| Prompt |
Go over the records and copy every line with the string "that".

(Data records)

PR #1049, opened 2023-02-02
feat: add feature to disable reader data caching via flag

dkoo:
### All Submissions:

Adds a feature to bypass reader and reader event data caching via a URL param or environment flag. Cached data can sometimes become unreliable as a reader amasses many client IDs, and this offers us a way to bypass the cache.

1. On a site with memcache setup, check out this branch and browse around the site as a reader.
2. Observe that after the first pageview, on subsequent pageviews your reader data and events are fetched from and written to the persistent object cache instead of directly to the DB.
3. Add a `?nocache` param to the URL and refresh. Confirm that reader data and events are fetched directly from the DB when this param is prseent.
4. Add `define( 'NEWSPACK_POPUPS_NOCACHE', true );` to your `newspack-popups-config.php` file and repeat step 3 without the param. Confirm that the cache is bypassed in the same way for every pageview when this environment variable is set.

### Other information:

### DIFF
--- a/api/classes/class-lightweight-api.php
+++ b/api/classes/class-lightweight-api.php
@@ -105,6 +105,11 @@ class Lightweight_API {
 		if ( ! file_exists( WP_CONTENT_DIR . '/object-cache.php' ) || ( defined( 'IS_TEST_ENV' ) && IS_TEST_ENV ) ) {
 			$this->ignore_cache = true;
 		}
+
+		if ( $this->is_cache_disabled() ) { // phpcs:ignore WordPress.Security.NonceVerification.Recommended
+			$this->ignore_cache     = true;
+			$this->debug['nocache'] = true;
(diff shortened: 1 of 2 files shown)


dkoo:
> I can't confirm that. Any more details on how I could test?

With memcache enabled, when you visit the site as a reader your reader events should be written to a flat file at `/tmp/newspack-popups-events.log` instead of being immediately written to the DB. This flat file is parsed to the `wp_newspack_campaigns_reader_events` table every 15 minutes. Some reader data in the `wp_newspack_campaigns_readers` table may be written immediately upon the pageview request, but the flat file has been sufficient to prevent too many concurrent DB writes from happening at once.

leogermani (approved):
Sorry it took me so long! I confirm everything working as expected now!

| Answer section |
2. Observe that after the first pageview, on subsequent pageviews your reader data and events are fetched from and written to the persistent object cache instead of directly to the DB.
3. Add a `?nocache` param to the URL and refresh. Confirm that reader data and events are fetched directly from the DB when this param is prseent.
4. Add `define( 'NEWSPACK_POPUPS_NOCACHE', true );` to your `newspack-popups-config.php` file and repeat step 3 without the param. Confirm that the cache is bypassed in the same way for every pageview when this environment variable is set.
> I can't confirm that. Any more details on how I could test?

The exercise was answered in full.